Померанее.
Последняя станция до Петербургской губернии. Мое нетерпение возрастает с каждой верстой! --
Барон Корф уже здесь; он спит в другой комнате, а секретарь его сбирается ужинать. Я нашла на одном столе разные газеты и принялась читать их. Вдруг -- звенит колокольчик, -- через минуту в залу входит очень высокий мужчина средних лет, с большими бакенбардами и очень похожий на В. Л. Тилле, раскланявшись с нами, он сел на диван, и вскоре у нас начался разговор. Он ехал из Петербурга, рассказывал нам тамошние новости, говорил об Тальони, что в ней не находит ничего особенного и что ею восхищаются одни только молодые офицеры; говоря об ней он никак не мог вспомнить ее фамилию и признался, что он очень беспамятен на имена. Его дядюшка был когда-то губернатором в Казани; он сказывал нам и его и свою фамилию, но я была на этот раз очень беспамятна.
По высокой, узкой лестнице мы взобрались в небольшую комнату, но очень опрятную; войдя в переднюю, я заметила, что в ней были двое мужчин, один военный, другой статской. Военный убежал за перегородку, -- статской бросился к зеркалу поправлять волосы; через несколько времени вышел и военный, причесанный, приглаженный!
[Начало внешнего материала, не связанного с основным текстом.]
PR #546, opened 2016-11-28
Score inheritance (v3)

yhahn:
- Switch score inheritance from opt-out to opt-in on a per index basis to make this feature 100% optional: `prevent_promotion => geocoder_inherit_score`
- Compares `carmen:text` and all `carmen:text_{language}` strings (between the same language codes) for the target and candidate features.
- Considers text matching if target text is fully present as a substring of the candidate text.

Functionally this helps cover cases like:

- Bern (city) within, Canton of Bern (administrative region)
  - Requires substring text match between candidate + target
- Inconsistent use of `carmen:text` (known issue where the language is often indeterminate/inconsistent) making one or more of the `carmen:text_{language}` properties often more suitable for consistent/robust comparison
  - Requires considering all `carmen:text*` fields

------

Running IRL tests to make sure this is a safe change. While this alters an API (`prevent_promotion`), as this API was internal/undocumented I feel ok about this being a minor version bump.

cc @sbma44 @mapbox/geocoding-gang

### DIFF
--- a/README.md
+++ b/README.md
@@ -69,6 +69,7 @@ geocoder_types          | Optional + advanced. An array of type strings. Only ne
 geocoder_version        | Required. Should be set to **6** for carmen@v11.x. Index versions <= 1 can be used for reverse geocoding but not forward.
 geocoder_cachesize      | Optional + advanced. Maximum number of shards to allow in the `carmen-cache` message cache. Defaults uptream to 65536 (maximum number of possible shards).
 geocoder_address_order  | Optional + advanced. A string that can be set to `ascending` or `descending` to indicate the expected ordering of address components for an index. Defaults to `ascending`.
+geocoder_inherit_score  | Optional + advanced. Set to `true` if features from this index should appear above other identically (ish) named parent features that are part of its context (e.g. promote New York (city) promoted above New York (state)). Defaults to `false`.
 
 *Note: The sum of maxzoom + geocoder_resolution must be no greater than 14.*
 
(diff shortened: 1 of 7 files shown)


sbma44:
> `prevent_promotion => geocoder_inherit_score` 

strongly support the name change and can see the case for making it opt-in, though my guess is still that forgetting to turn this on will bite us more often than forgetting to turn it off

> Compares carmen:text and all carmen:text_{language} strings

I had imagined rev2 of this feature (post-`carmen-data`) moving toward an optional property that binds features together without affecting labeling. I chose the default text field for now because its content is a bit arbitrary and it's on our roadmap to decline in importance. I've got a feeling that we'll start seeing ways this system fails when it's purely algorithmic the longer it's in production. I also don't feel like I have enough knowledge of other languages to predict where substring matching will bite us -- I'd feel a lot safer keeping this limited to latin alphabet languages.

No objections to getting this done to better satisfy TWC requirements in the short term, of course.

yhahn:
> I had imagined rev2 of this feature (post-carmen-data) moving toward an optional property that binds features together without affecting labeling. I've got a feeling that we'll start seeing ways this system fails when it's purely algorithmic the longer it's in production.

Definitely.

When I visualize how we'll move to a property in the future I think we'll end up scripting some kind of likely-candidate generation for manual review because there's just so many cases where this logic is appropriate out there. In a sense I'm thinking of this code in carmen as a prototype for that first pass.

Strangely with `carmen:text` I'd say that it counterintuitively is the least reliable across indexes of our current fields because its language is underspecified.

Overall I feel ok about the surface area for false-positives this exposes -- worst case scenario is we reorder features in a resultset that passed all our earlier checks and are tied in relevance.

PR #548, opened 2016-11-30
Handle Un-decodable Text like Emojis

KaiBot3000:
We previously failed to properly decode emojis, but our character set check resulted in these queries becoming `'x'` instead of `''` after decoding. 

This PR:
- Checks the length of the text after the character check, and returns `''` for un-decodable text.
- Tests for correct behavior
- Tidies up some docstrings and a variable name.

Fixes https://github.com/mapbox/api-geocoder/issues/1129

### DIFF
--- a/CHANGELOG.md
+++ b/CHANGELOG.md
@@ -1,5 +1,9 @@
 # Changelog
 
+## 17.6.1
+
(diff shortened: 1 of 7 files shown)


yhahn:
:boom: :ship:

PR #550, opened 2016-12-02
Squash more emojis

yhahn:
Continues quest from https://github.com/mapbox/carmen/pull/548 to squash input text that causes more work than necessary.

- Adds a testcase for emoji strings that tokenize to multiple tokens (e.g. have a space between two emojis)
- Adds a testcase for how a long "emoji phrase" behaves with many indexes in play and asserts that carmen can reject the query quickly

### Optimization in `tokenize()`

WIth just the token cleanup we'd end up with tokenized phrases like this:

> ":smile: :smile: :smile: :smile:" => ["", "", "", ""]

That would go straight into subquery permutation generation (https://github.com/mapbox/carmen/blob/6332030c8c9cf80ec4bf42ef10a0fd89a7313bf9/lib/phrasematch.js#L26-L27) so we would still do _some_ work for these queries.

This PR changes this so that when tokenizing we also drop any tokens that unidecode to nothing.

cc @mapbox/geocoding-gang @KaiBot3000


yhahn:
@KaiBot3000 when you have a chance would love a review to make sure this all looks good/jives with what you were seeing.

KaiBot3000:
Looks good, @yhahn. I assumed that the tokenization step would take care of cases where we had multiple emojis but I didn't account for having extra whitespace. Good catch 👍

yhahn:
> I assumed that the tokenization step would take care of cases where we had multiple emojis

me too :sweat_smile:

PR #553, opened 2016-12-05
check if tmpid already in sets

mattficke:
When there are multiple covers with the same tmpid, the lowest-scored one ends up in the `sets` object instead of the highest-scored. This change checks for the existence of `sets[covers[j].tmpid]` to avoid overwriting a higher-scored cover with a lower-scored one.


mattficke:
Working on adding tests for this, and I'm running into trouble generating covers that only match part of the text. For example, in the case of `United States` in our production index, there will be covers with a `text` value of just `States`, due to the frequency of the term `United` in the index.

However, the `addFeauture` script we use for testing adds features one at a time, rather than in the batches of up to 10,000 that `indexdocs` does when we're doing this for real. This prevents us from really testing the effect of term frequency in our unit tests.

I think this is best tackled in 2 broad steps.
1. Allow `addFeature` to index unit test features in batches
2. Add frequency logic similar to our production indexer to `addFeature`

Thoughts on next steps:

- [ ] Modify `addFeature` to accept batches of docs, rather than one at a time as it's set up now
- [ ] Set up a unit test that builds a batch of docs to be indexed and sends them to `addFeature` all at once, make sure this works
- [ ] use `indexdocs.generateFrequency`, `termops.getIndexablePhrases`, and other related functions as part of the indexing process in `addFeature`.

The last step is the one that I'm not quite sure how to do yet, but I'll tackle that once I get batch indexing working.

mattficke:
Turns out the weighting of terms will be handled automatically once features are added in batches, so this is pretty close to being ready.

Done:

* Allow batch adding of features in unit tests
* Spam the index with enough features to affect term weighting

To-Do:
* fool the geocoder: need to create two features with geometry that, from the z/x/y tile coords, look like they stack (and so make it through spatialmatch), but don't when looking at the real geometry.

mattficke:
I think I finally synthesized this in a unit test. The problem occurs when features with similar names overlap in z/x/y space:
```
...xxxxxxx <== United States (country.1)
xxxxxxx... <== United States Minor Outlying Islands (country.2)
...xxxx... <== Midway Atoll (region.3)
.......xxx <== Midway, KY (place.4)
```

A query for `midway united states` should return the region in the first position, with a relevance of 1, since there is no gappy penalty applied. `Midway, KY` should have a very slightly lower relevance since there's an index gap. This doesn't always happen, though.

1. User searches for `midway united states`.
2. In spatialmatch, top result is for `[Midway (region.1), United States (country.1]`. These features stack in z/x/y space but not in the real world, which will cause our problem.
3. The correct stack does not make it into the `results` array, since the incorrect result already claimed that slot. However, it does make it into the `sets` object, which is used for "loose" matching later.
4. The cover that matches the `United States Minor Outlying Islands` feature with the full query text (`united states`) is overwritten in `sets` by a cover that only matches `states`. This cover has a lower relevance since it's only a partial text match.
5. Over in verifymatch, relevance is calculated for Midway Atoll by reverse geocoding the feature centerpoint and comparing the results in `context` against both the `results` array and the `sets` object.
6. Since the correct country feature didn't make it into the `results` array, the `sets` object is checked next. The feature is there! But it's the one with a lower relevance due to the partial text match.
7. `Midway, United States Minor Outlying Islands` is buried in the results due to its low relevance.

This bug is frequently masked since a common situation is for the final cover to be something like a solo `united states` feature, with a relevance of 0.5. This is lower than, say, the 0.6 relevance of a `midway, states` stack, so all is well. However, in situations with a very large number of matches, or when the type filter is used, this final country feature doesn't make it into `sets` and the problem shows up.

mattficke:
🤔 `addfeature.test.js` passes locally for me, but not on CI. Poking at it, but not sure what the difference would be.

mattficke:
Per @yhahn's suggestion, I added a reset function to clear out any in-memory cache (similar to  the one in the [io-reverse test](https://github.com/mapbox/carmen/blob/master/test/geocode-unit.io-reverse.test.js#L64-L78)), which seems to have resolved the inconsistent behavior.

I'm not sure if the underlying cause here is adding features in batches, or adding features with a large number of tiles -- our unit tests typically only have one tile. I'd like to figure out when we'll need to use a reset function like this again in future tests.

yhahn:
@mattficke :heart_eyes: awesome work tracking this down and representing the problem in the testcase. In addition to this fix I think the new batch AddFeature will unlock testing for a bunch of other subtle corner cases. ^_^

:ship:

PR #658, opened 2017-09-24
Perf optimization for enumerateTokenReplacements

yhahn:
### Context

Token replacements are one of the more expensive things in our indexing process. @apendleton's recent work adds a way to generate many permutations (within reason) of strings that have multiple occurrences of replaceable tokens, e.g.

```js
q.deepEqual(
    token.enumerateTokenReplacements(tokens, 'fargo street northeast, san francisco'),
    [
        'fargo St NE, sf',
        'fargo St NE, san francisco',
        'fargo street NE, sf', 'fargo street NE, san francisco',
        'fargo St northeast, sf',
        'fargo St northeast, san francisco',
        'fargo street northeast, sf',
        'fargo street northeast, san francisco'
    ]
);
```

To support tokens that occur multiple times (e.g. `St Martin St`) we have a rather complex code path.

This branch adds a separate code path that is much simpler for occasions when there is only one match for a target replacement.

### Bench comparison

Using a sample of Australia OpenAddresses data

```sh
### master

node bench/index.indexdocs.js short.geojson 
# indexdocs
index short.geojson x 8.51 /sec (45 runs sampled)

### fasterly

node bench/index.indexdocs.js short.geojson 
# indexdocs
index short.geojson x 10.57 /sec (54 runs sampled)
```

### Next steps

- [x] @apendleton can you give this a review to make sure this optimization approach is conceptually sound?

cc @mapbox/geocoding-gang


lib/util/token.js
```diff
@@ -131,16 +131,36 @@ module.exports.enumerateTokenReplacements = function(tokens, query) {
     let outSet = new Set([query.trim().toLowerCase()]);
 
     for (let token of tokens) {
-        // escape hatch on the check to make sure we don't run away with infinite recursion
-        for (var i = 0; i < Math.min(out.length, 64); i++) {
+        for (var i = 0; i < out.length; i++) {
+            // escape hatch on the check to make sure we don't run away with infinite recursion
+            if (i > 64) break;
```
yhahn: This is a small optimization - previosly `Math.min()` would be run on each iteration of the for loop.

lib/util/token.js
```diff
@@ -131,16 +131,36 @@ module.exports.enumerateTokenReplacements = function(tokens, query) {
...
+
             // we want to enumerate each possible replacement of each token, unless it's an XRegExp, where this whole trick doesn't work
             var occurrenceCount = token.named ? 1 : (out[i].match(token.from) || []).length;
+            if (occurrenceCount === 0 && i === 0) break;
```
yhahn: If the target replacement can't be found at all in the initial string, we can skip this token for subsequent permutations.

apendleton: Hm, I'm not sure about this one, because there's the possibility that it could be introduced by a subsequent replacement. This *probably* wouldn't happen, but I'm having a hard time fully imagining all the permutations here. Like, suppose we had a token replacement that expanded a short string to a longer string that contained a letter with an umlaut on it, and we wanted to also index both the umlaut and plain+e versions. I guess with this change, in the event that such a replacement were necessary, it would be incumbent on geocoder-abbreviations to supply both versions?

yhahn: To make this concrete...

```
über => ub
ü => ue
ü => u
```

these are the permutations we'd generate now:

```
0 ub car company
1 über car company
2 uber car company
3 ueber car company
```

with this optimizations we would miss the latter permutations:

```
0 ub car company
1 über car company
```

Let me write a testcase to show this to confirm we're thinking about this correctly? And then yank this particular optimization?

apendleton: That's the case I'm concerned about, yes. Though to be clear, at least as relates to the umlauts and the other German replacements currently defined in geocoder-abbreviations, this is a theoretical concern -- we don't introduce or remove any umlaut'ed words at the moment as far as I can tell. I'm having difficulty thinking through whether or not something similar might happen in other circumstances, though, or might be caused by complex interactions between more than one set of tokens applied to the same text.

PR #664, opened 2017-10-10
[DONOTMERGE] Refactored token replacement (reference)

yhahn:
### Context

@apendleton explored some of the ideas you mentioned last week of doing token replacement similarly to how we handle diacritics - mash them together into a single `/(WORD BOUNDARIES)(token|token|token|token)(WORD BOUNDARIES)/` regex for performance.

I took more of a PoC/bluesky refactor approach here because I could see a path toward much less code complexity/craziness -- will annotate below.

I think the approach hinges on being able to eliminate named token replacement/move to using custom callbacks. I also don't know what other changes you have planned so just want to put this up as a reference.

Despite using real recursion for enumerating variations this version is still faster than master by 50% or so (0.80hz to 1.2hz for me locally).

### Next Steps

- :eyes: from @apendleton, incorporate into his new work if makes sense

cc @mapbox/geocoding-gang

### DIFF
--- a/index.js
+++ b/index.js
@@ -115,9 +115,11 @@ function Geocoder(indexes, options) {
             source.token_replacer = token.createReplacer(info.geocoder_tokens||{});
             source.indexing_replacer = token.createReplacer(info.geocoder_tokens||{}, {includeUnambiguous: true, custom: source.geocoder_inverse_tokens||{}});
 
+/*
             if (tokenValidator(source.token_replacer)) {
                 throw new Error('Using global tokens');
             }
+*/
 
             source.maxzoom = info.maxzoom;
             source.maxscore = info.maxscore;
--- a/lib/util/token.js
+++ b/lib/util/token.js
@@ -1,3 +1,4 @@
+var uniq = require('./uniq');
 var removeDiacritics = require('./remove-diacritics');
 var XRegExp = require('xregexp');
 
@@ -10,7 +11,6 @@ module.exports.createReplacer = function(tokens, inverseOpts) {
     inverseOpts = inverseOpts || {};
     inverseOpts.includeUnambiguous = inverseOpts.includeUnambiguous || false;
 
-    var replacers = [];
     let isInverse = {};
 
     if (inverseOpts.includeUnambiguous) {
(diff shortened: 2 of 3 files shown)


index.js
```diff
@@ -115,9 +115,11 @@ function Geocoder(indexes, options) {
             source.token_replacer = token.createReplacer(info.geocoder_tokens||{});
             source.indexing_replacer = token.createReplacer(info.geocoder_tokens||{}, {includeUnambiguous: true, custom: source.geocoder_inverse_tokens||{}});
 
+/*
             if (tokenValidator(source.token_replacer)) {
                 throw new Error('Using global tokens');
             }
```
yhahn: This would need updating since the format of replacers changes with this.

lib/util/token.js
```diff
@@ -37,27 +35,24 @@ module.exports.createReplacer = function(tokens, inverseOpts) {
...
 
-        var replacementOpts = {};
-        if (typeof to == 'object' && to.text) {
-            replacementOpts = to;
-            to = to.text;
-        }
+    const groups = {
+        skipBoundaries: { fromList:[], tokens:{} },
+        withBoundaries: { fromList:[], tokens:{} }
+    };
```
yhahn: First pass groups tokens into these two categories (withBoundaries, skipBoundaries) since we'll need to generate two separate MEGA regexes for these cases.

lib/util/token.js
```diff
@@ -71,42 +66,43 @@ module.exports.createReplacer = function(tokens, inverseOpts) {
...
-                // count groups in original regex, using the trick from https://stackoverflow.com/a/16046903
-                let count = new RegExp(from + "|").exec('').length - 1;
-
-                // increment replacements indexes in `to`
-                if (typeof to == "string" && !replacementOpts.skipBoundaries) {
-                    to = to.replace(/\$(\d+)/g, function(str, index) { return '$' + (parseInt(index)+1).toString();});
-                    entry.to = '$1' + to + '$' + (count + 2).toString(); // normalize abbrev
-                } else {
-                    entry.to = to; // normalize abbrev
-                }
```
yhahn: Code below generates 1 or 2 replacers with the word-bounded and unbounded MEGA regexes.

lib/util/token.js
```diff
@@ -122,75 +118,38 @@ module.exports.replaceToken = function(tokens, query) {
     return abbr;
 }
 
-module.exports.enumerateTokenReplacements = function(tokens, query) {
+module.exports.enumerateTokenReplacements = function enumerateTokenReplacements(tokens, query, offset, out) {
```
yhahn: This whole process gets a lot simpler with a recursive process where each found token replacement spawns two paths of recursion:

- A: we replace the token and then recurse through the rest of the string
- B: we don't replace the token and then we recurse through the rest of the string

You'll see this ends up generating the same permutations in the tests, just in a different order.

PR #665, opened 2017-10-12
Unsquish countries

mattficke:
### Context
In https://github.com/mapbox/carmen/pull/538 & https://github.com/mapbox/carmen/pull/546, we added a "squishy" option that allowed more-granular features to beat out identically named, but larger features within which they were contained. It's relatively common for large cities to have the same name as their containing region (`New York, New York` being a notable example), and in these cases the more granular feature tends to be the more notable one. So we let the smaller feature inherit the score of the parent feature, and it ends up on top of the results.

Turns out this same pattern exists in cities named after their containing _country_ -- Mexico City, Panama City, etc. In these cases, a query for `Mexico` should probably return the country first, but the current squishy logic promotes the city instead.

Countries should not participate in this score inheritance, so this adds an option to exclude individual indexes from participating.

### Summary of Changes

- add a new index-level option, `geocoder_grant_score`, that lets individual indexes opt-out from passing on their scores to child features. Defaults to `true`, opt-out by setting to `false`.

cc @mapbox/geocoding-gang


mattficke:
Closing for now, can revisit if needed.

PR #667, opened 2017-10-17
Fuzzworld

aaaandrea:
[Context](https://github.com/mapbox/geocoding/issues/158#issuecomment-337028078)
#### Next Steps

- [x] @aarthykc - Uniform places where normalization is being called to change with the uniform API etc. 
- [x] @aarthykc  - Opt into fuzzy matching in phrasematch 
- [x] @aarthykc  - In Phrasematch we will conditionally pass flag extra flag based on contents of the string.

Это был моряк. -- У них был накрыт стол для ужина, подали рябчиков и они начали кушать с большим аппетитом, не переставая разговаривать и острить между собою; но что это были за остроты!!! Я едва удерживалась от смеха, слушая их и замечая, что молодые люди все свои анекдоты приправляли остротами для нас, но большею частью в них не было ничего забавного, а иногда они были довольно пошлы. Статской советовал военному, что если он хочет нравиться девицам, то должен всегда носить в кармане косточку от рябчика. -- Я чуть не прыснула громким смехом. Кондуктор пришел сказать, что дилижанс готов к отъезду и они отправились.